Bill Ackman is a smart, successful and experienced investor. So are David Poppe, Robert Goldfarb, Glenn Greenberg and Jeffrey Ubben. While known as value investors, they differ meaningfully in style, focus, industry and expertise, leading to different portfolios. Periodically there will be overlap, but these are not the kind of investors who look over their shoulder for guidance. There is no "keeping up with the (Dow) Joneses" problem in this group.
The nature of probability allows for the odds-on favorite to sometimes finish last, or the 100 to 1 long shot to win the race. While it is rare for a group like this to be both heavily invested and wrong on the same situation, rare doesn't mean never. That is how these five iconoclastic investors found themselves together in a mess called Valeant Pharmaceuticals.

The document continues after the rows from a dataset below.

PR #3913, opened 2023-08-23
fix(workspace): should load remote state in sync phase

forehalo:
```
client: doc-load ->                  -> send-update(diff)

server:          -> {missing, state}
```

### DIFF
--- a/apps/server/src/modules/doc/manager.ts
+++ b/apps/server/src/modules/doc/manager.ts
@@ -12,16 +12,6 @@ import { Metrics } from '../../metrics/metrics';
 import { PrismaService } from '../../prisma';
 import { mergeUpdatesInApplyWay as jwstMergeUpdates } from '../../storage';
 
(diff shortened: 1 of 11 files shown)


pengx17:
Can we cherry-pick to master first?

forehalo:
> Can we cherry-pick to master first?

I will split the code into commits so they can be easily cherry picked

apps/server/src/modules/doc/manager.ts
```diff
@@ -74,8 +64,24 @@ export class DocManager implements OnModuleInit, OnModuleDestroy {
     this.destroy();
   }
 
+  protected recoverDoc(...updates: Buffer[]): Doc {
+    const doc = new Doc();
+
+    updates.forEach(update => {
+      applyUpdate(doc, update);
```
himself65, line 71: wrap into a single transaction?

```ts
doc.transact(() => {
  // you code
}, 'sourceId')
```

pengx17 (approved):

PR #3921, opened 2023-08-23
ci: try install 3 times

himself65:


himself65:
I think GitHub CI itself has issue on downloading from the internet, closing

PR #3931, opened 2023-08-24
chore: add bump octobase script

darkskygit:


scripts/bump-octobase.sh
```diff
@@ -0,0 +1,3 @@
+#!/bin/bash
+
+cargo update -p jwst -p jwst-codec -p jwst-storage
```
himself65: ending backspace

himself65 (changes requested):

Issue #3948, opened 2023-08-25
Optimization of the details of the sidebar​


hwangdev97:
### Description

 
- [ ]  add a circle on right-top of what's new button

People think it's a regular UI, but in fact we want people to open it to see related content：

![shot-2023-08-25-10 06 57@2x](https://github.com/toeverything/AFFiNE/assets/24713927/6ddc0a33-7359-40ec-9262-6d76d6693dbe)

- [ ] when 'Client Border Style' open, we should set the padding to `16px`

![shot-2023-08-25-10 07 33@2x](https://github.com/toeverything/AFFiNE/assets/24713927/5eb23f7e-b406-4ffb-9d76-34b22e826cd5)
 
- [ ]  When the user hovers over the “Update Available” button, it will display “Restart to install update.” After clicking on it, the text should change to “Loading...”

![shot-2023-08-25-10 13 36@2x](https://github.com/toeverything/AFFiNE/assets/24713927/91468a4c-03eb-4e94-a620-5b686ac2eb13)

PR #3950, opened 2023-08-25
fix: left sidebar style fixes

pengx17:
fix https://github.com/toeverything/AFFiNE/issues/3948


apps/core/src/components/root-app-sidebar/index.tsx
```diff
@@ -111,6 +111,7 @@ export const RootAppSidebar = ({
     if (isDesktop) {
       return window.events?.applicationMenu.onNewPageAction(onClickNewPage);
     }
+    return () => {};
```
himself65: noop from foxact/noop

himself65 (changes requested):

apps/core/src/components/root-app-sidebar/index.tsx
pengx17: It's type is 
```ts
interface Noop {
    (...args: any[]): any;
}
```
and ts does not like that

hwangdev97 (approved):

himself65 (approved):

PR #3960, opened 2023-08-25
fix(electron): set client border style to false by default on windows

### LINKED ISSUE #3714: Set `Client Border Style` to false by default on Windows platform

Sarvesh521:
fix #3714

### DIFF
--- a/.github/CLA.md
+++ b/.github/CLA.md
@@ -60,3 +60,4 @@ Example:
 - Moeyua, @moeyua, 2023/04/22
 - Shishu, @shishudesu, 2023/05/19
 - Kushagra Singh, @kush002, 2023/06/28
+- Sarvesh Kumar, @sarvesh521 2023/08/25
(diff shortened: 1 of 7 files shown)


himself65 (approved):

Sarvesh521:
@himself65 can you guide on how to proceed after this point ?

himself65:
> @himself65 can you guide on how to proceed after this point ?

It's weird because I think the tests should pass

himself65:
> > @himself65 can you guide on how to proceed after this point ?
> 
> It's weird because I think the tests should pass

I found that it's our component bug

himself65:
Thanks for your contribution. The initial code, though, doesn't solve the essential problem(actually the PR is the same as https://github.com/toeverything/AFFiNE/pull/3811) but hope you both can get inspired on how to contribute to AFFiNE.

Sarvesh521:
@himself65 I thought adding that extra if condition to check if it was win32 would have solved the problem. Thanks for helping me. Will try to fix other issues with the experienced gained here.

PR #3961, opened 2023-08-26
fix(server): cloud Public Workspace Logic

### LINKED ISSUE #3957: cloud public workspace logic
currently, we have a field `public` in the workspace schema but it's not good if people only share one page.

So the `public` field will have `PUBLIC`, `ALL`, and `PRIVATE` enums now instead of a boolean value

imf-ali:
fix #3957


imf-ali:
Hey @himself65 , can you please have a look at this?

himself65 (changes requested):
There's no database migration

apps/server/schema.prisma
```diff
@@ -8,9 +8,15 @@ datasource db {
...
+enum WorkspaceStatus {
+  PUBLIC
+  ALL
+  PRIVATE
+}
+
 model Workspace {
   id             String                    @id @default(uuid()) @db.VarChar
-  public         Boolean
+  public         WorkspaceStatus
```
himself65: I think it should be a computed value.

himself65 (changes requested):
rebase the PR to `v0.9.x-staging`

imf-ali:
> There's no database migration

Oh, I will add those

himself65:
Thanks for the contribution! I have rewritten the logic so that we don't need to change the schema

See: https://github.com/toeverything/AFFiNE/pull/3997

Issue #3636, opened 2023-08-09
Sidebar： Swap the positions of the forward and backward navigation bar and the receiving side sidebar buttons


hwangdev97:
### Description

by @zanwei :

![shot-2023-08-09-13 42 29@2x](https://github.com/toeverything/AFFiNE/assets/24713927/a92805e9-eb6e-47b3-ba99-22f7c4ec54b9)

![shot-2023-08-09-13 39 50@2x](https://github.com/toeverything/AFFiNE/assets/24713927/ac01f224-0859-4eec-9929-d9b001129b15)

and after resize:

![shot-2023-08-09-13 42 55@2x](https://github.com/toeverything/AFFiNE/assets/24713927/8917aeac-c8ab-44de-b120-da912b96a586)

### Are you willing to submit a PR?

- [ ] Yes I'd like to help by submitting a PR!

himself65:
> Hey @himself65, I was looking for a good issue as my first contribution and was wondering if I can attempt it? **#3636**

Yes

blacurrant:
Hey @himself65 , I can use a little help here! I did the change but I didn't find the "compare & PR" button and ended up committing it to the forked repo, how should I correct it and submit a PR here?

NamanShah028:
In which file i need to make changes

hwangdev97:
I think we can close this issue, the behavior is now as expected cc @pengx17

PR #3967, opened 2023-08-27
fix: swap navigation bar items

blacurrant:
I swapped the positions of the forward and backward navigation bar and the receiving side sidebar buttons. #3636


himself65 (approved):

himself65 (approved):
Thanks for your contribution!

PR #4008, opened 2023-08-29
fix(server): signup/signin logic

Brooooooklyn:


apps/server/src/modules/sync/redis-adapter.ts
```diff
@@ -30,7 +30,10 @@ export class RedisIoAdapter extends IoAdapter {
   }
 
   override createIOServer(port: number, options?: ServerOptions): any {
-    const server = super.createIOServer(port, options);
+    const server = super.createIOServer(port, {
```
forehalo, line 33: set in `Gateway`, see: https://docs.nestjs.com/websockets/gateways#overview,
and so as the client opts in https://github.com/toeverything/AFFiNE/blob/fffa5b2f5181ce71e2111b2e50dc6712207bcdb5/packages/workspace/src/affine/index.ts#L23

forehalo (approved):

PR #4011, opened 2023-08-29
feat: rate limiter

### LINKED ISSUE #4002: Server rate limit
```[tasklist]
### Rate limits
- [ ] Check user
- [ ] Sign in
- [ ] Sign up
- [x] Invite
```

darkskygit:
- Close #4002


apps/server/src/throttler.ts
```diff
@@ -0,0 +1,34 @@
...
+export class RateLimiterModule {}
+
+@Injectable()
+export class CloudThrottlerGuard extends ThrottlerGuard {
+  override getRequestResponse(context: ExecutionContext) {
+    return getRequestResponseFromContext(context) as any;
+  }
+
+  protected override getTracker(req: Record<string, any>): string {
+    return req.ips.length ? req.ips[0] : req.ip;
```
Brooooooklyn, line 30: using `x-forward-for`? We are behind multi layers proxy in production, the `ips` may be from the proxy

darkskygit: cf also support `X-Forward-For`: https://developers.cloudflare.com/fundamentals/get-started/reference/http-request-headers/#x-forwarded-for
but seem `CF-Connecting-IP` is a better choose, i will switch to this header

PR #4016, opened 2023-08-29
fix: add arch key to setup-node cached files

pengx17:
`runner.arch`
https://github.com/actions/runner/blob/be65955a9d2503060186d1e8d97a87587051161d/src/Runner.Worker/JobRunner.cs#L149

it seems node-setup always gets stuck for mac. Not sure if this is because we save the same key for both arm64 & x86 for mac.

### DIFF
--- a/.github/actions/setup-node/action.yml
+++ b/.github/actions/setup-node/action.yml
@@ -76,7 +76,7 @@ runs:
       if: ${{ inputs.playwright-install == 'true' }}
       with:
         path: '~/.cache/ms-playwright'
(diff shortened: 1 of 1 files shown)


pengx17:
Looks like node will store cache regardless the platform's arch. 🤔 
https://github.com/actions/setup-node/blob/main/src/cache-restore.ts#L41C3-L41C64

himself65 (approved):

pengx17:
Sumitted an upstream pr: https://github.com/actions/setup-node/pull/843

PR #4031, opened 2023-08-30
fix(core): migration before connection

### LINKED ISSUE #4029: 0.9.0-canary.3 can not import 0.8.0-canary.27 workspace​
### What happened?

As the title, I overwrite install 0.8.0-canary.27 use 0.9.0-canary.3, but it can not show all the file. I install  0.8.0-canary.27 back, and export workspace. then I install 0.9.0-canary.3, import the workspace, first time it show migration error, second time it finish import, but all the index is wrong and disorder.

### Distribution version

Windows x64

_No response_

### Relevant log output

_No response_

### Anything else?

_No response_

himself65:
Fixes: https://github.com/toeverything/AFFiNE/issues/4029

### DIFF
--- a/apps/electron/src/helper/db/base-db-adapter.ts
+++ b/apps/electron/src/helper/db/base-db-adapter.ts
@@ -1,5 +1,10 @@
-import { type InsertRow, SqliteConnection } from '@affine/native';
+import {
+  type InsertRow,
+  SqliteConnection,
+  ValidationResult,
+} from '@affine/native';
 
+import { migrateToLatestDatabase } from '../db/migration';
 import { logger } from '../logger';
 
 /**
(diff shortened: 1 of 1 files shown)


apps/electron/src/helper/db/base-db-adapter.ts
```diff
@@ -13,6 +18,10 @@ export abstract class BaseSQLiteAdapter {
 
   async connectIfNeeded() {
     if (!this.db) {
+      const validation = await SqliteConnection.validate(this.path);
+      if (validation === ValidationResult.MissingVersionColumn) {
+        await migrateToLatestDatabase(this.path);
+      }
```
pengx17, line 24: there is a _rare_ case that db connection quickly connect then disconnect during this time.
Also I would like to try this change with the corrupted data provided by the users first. brb

himself65:
This is not a good way to fix the issue

PR #4046, opened 2023-08-30
fix: some style issues to sidebar and switch

pengx17:
1. sidebar padding issue
2. sidebar switch issues
3. some other issues


hwangdev97:
There is no problem with the behavior of the sidebar on the web page. 
But I think we can provide sidebar components in Storybook to provide windows and mac style display.

pengx17:
> But I think we can provide sidebar components in Storybook to provide windows and mac style display.

I was also thinking about it, but after looked into the codes and saw that the platform checks is coupled too tightly and not easy to move away from that without some refactoring

hwangdev97 (approved):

The best, the brightest, the most successful investors all have blind spots. There are things that they miss — it's inevitable. And the same is true of those of us who look out at a situation like Valeant and try to draw lessons from it — try to explain what it means.
Most commentary portrays Valeant as an outlier: an extreme case of predatory pricing, excess leverage, creative, perhaps even fraudulent, accounting and who-knows-what-else. Led by heartless, unprincipled and amoral executives who discovered an opportunity they could exploit for very large profits, they were ultimately done in by their own greed.
On the other hand, if we consider the nature of what passes for normal business practices in the health care world, Valeant might be just the tip of the iceberg: one of many health care companies that appear to be more concerned with their profits than their customers' well-being.
Ideal vs. Real
In the best of all possible worlds, a medical company's R&D identifies a potential new drug (or device). An independent entity designs and run double-blind trials to ensure that the drug or device is safe and more effective than existing alternatives. Every aspect of the process has the transparency needed to foster good science: the very science without which the health care industry could not exist.
So it is not a little ironic to find the health care industry knowingly placing obstacles directly in the path of scientific progress — holding back meaningful advancements that otherwise would be advancing both science and our well-being.
Conflicts of interest between businesses and their customers are built into the landscape of commerce: businesses seek profits, and customers seek value. The free market system allows the tension of that interaction to create its own solution, and companies that succeed typically strike the best balance between those competing needs.
As successful and robust as it is, the free market system has a long history of being periodically manipulated to the benefit of one side or the other. More importantly, not every commercial interaction is perfectly suited to a free market environment.
Six years ago I had a routine hernia repaired at the outpatient surgery center of a large hospital here in Los Angeles. After multiple requests, I finally received an itemized bill. What stood out among the many charges was the cost for a 250 ml bag of saline solution: $766.00.